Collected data
- - - - -

PR #74772, opened 2024-07-23
subscription processor groupby pseudo

nhsiehgit:
pseudo code of what changes might need to be made to the subscription processor in order to handle group by

### DIFF
--- a/src/sentry/incidents/models/alert_rule.py
+++ b/src/sentry/incidents/models/alert_rule.py
@@ -51,7 +51,8 @@ logger = logging.getLogger(__name__)
 
 
 class SubscriptionCallback(Protocol):
-    def __call__(self, subscription: QuerySubscription, *args: Any, **kwargs: Any) -> bool: ...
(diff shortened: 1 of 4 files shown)


src/sentry/incidents/models/alert_rule.py
```diff
@@ -734,6 +734,12 @@ class Meta:
 def update_alert_activations(
     subscription: QuerySubscription, alert_rule: AlertRule, value: float
 ) -> bool:
+    # TODO: handle multiple values?
+    # metric_value is on the activations model...
+    # Do we have multiple activations per alert rule then?
+    # We _already_ have multiple activations per alert rule...
+    # they're filtered per subscription though....
+    # So - if a subscription can have multiple values... then this is NOT supported :thinking:
```
nhsiehgit, line 742: OR - we just get rid of `Activations` since this was mainly implemented to track values for activated alerts

If we get rid of activated alerts then we can get rid of activations as well (unless we actually want explicit "activations" rather than implicitly derived incidents)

- - - - -

▶ _What needs to be done_
Each line holding "QuerySubscription" in the records should be copied out.

▶ _Answer section_
-    def __call__(self, subscription: QuerySubscription, *args: Any, **kwargs: Any) -> bool: ...
     subscription: QuerySubscription, alert_rule: AlertRule, value: float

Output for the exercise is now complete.